• **Aim of the task**
Only the lines from the one containing "mandresm: I removed" through the end of the entries should be repeated, exactly as they appear, first and last included.

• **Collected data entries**
____________________

PR #328, opened 2021-05-07
suggested changes for wiso

mandresm:
@xshi-awi , I made some suggestions in this pull request for AWIESM-2.1-WISO. Feel free to merge this into your `wiso` branch if you agree with them. Please, see the comments below.

None of these changes are fixes, what you have done was already working, the changes suggested here are done just with the aim of shortening the runscript.

### DIFF
--- a/configs/components/echam/echam.yaml
+++ b/configs/components/echam/echam.yaml
@@ -231,6 +231,23 @@ choose_version:
                                         lrad_async: "${lrad_async}"
                                         lrestart_from_old: "${lrestart_from_old}"
 
+        6.3.05p2-wiso:
+                namelist_changes:
+                        namelist.echam:
+                                parctl:
+                                        nproca: "${nproca}"
+                                        nprocb: "${nprocb}"
+                                        nprocar: "${nproar}"
+                                        nprocbr: "${nprocbr}"
+                                runctl:
+                                        default_output: True
+                                radctl:
+                                        lrad_async: True
+                                wisoctl:
+                                        lwiso_rerun: False
+                                        lwiso: False
+                                        nwiso: 0
+
         6.3.05p2-concurrent_radiation:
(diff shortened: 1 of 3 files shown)


configs/components/echam/echam.yaml
```diff
@@ -231,6 +231,23 @@ choose_version:
...
+                                        nprocar: "${nproar}"
+                                        nprocbr: "${nprocbr}"
+                                runctl:
+                                        default_output: True
+                                radctl:
+                                        lrad_async: True
+                                wisoctl:
+                                        lwiso_rerun: False
+                                        lwiso: False
+                                        nwiso: 0
```
mandresm: I removed these lines from your runscript and place them into the `echam.yaml`. If this are defaults for `echam-wiso` they should be in the `echam.yaml` under the 6.3.05p2-wiso section, so that the runscript can be a bit shorter. 

Now you can control the nproc variables directly from the runscript without havinf to use namelist_changes in the echam section.

runscripts/awiesm/PI_ctrl_awiesm-2.1-wiso_ollie.yaml
```diff
@@ -58,11 +43,13 @@ fesom:
     ini_parent_exp_id: piw_zstar_swon 
     ini_parent_dir: "/home/ollie/xshi/work/AWIESM_2_1_LR_concurrent_rad/piw_zstar_swon/restart/fesom/"
     ini_parent_date: "2681-12-31"
+
+    climate_data_dir: "/home/ollie/xshi/work/input/hydrography/"
```
mandresm, line 47: The variable climate_data_dir is already given to namelist_changes inside the fesom-2.0.yaml therefore you don't need to include it inside namelist_changes in your namelist.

____________________

• **Result for this task**
mandresm: I removed these lines from your runscript and place them into the `echam.yaml`. If this are defaults for `echam-wiso` they should be in the `echam.yaml` under the 6.3.05p2-wiso section, so that the runscript can be a bit shorter. 

Now you can control the nproc variables directly from the runscript without havinf to use namelist_changes in the echam section.

runscripts/awiesm/PI_ctrl_awiesm-2.1-wiso_ollie.yaml
```diff
@@ -58,11 +43,13 @@ fesom:
     ini_parent_exp_id: piw_zstar_swon 
     ini_parent_dir: "/home/ollie/xshi/work/AWIESM_2_1_LR_concurrent_rad/piw_zstar_swon/restart/fesom/"
     ini_parent_date: "2681-12-31"
+
+    climate_data_dir: "/home/ollie/xshi/work/input/hydrography/"
```
mandresm, line 47: The variable climate_data_dir is already given to namelist_changes inside the fesom-2.0.yaml therefore you don't need to include it inside namelist_changes in your namelist.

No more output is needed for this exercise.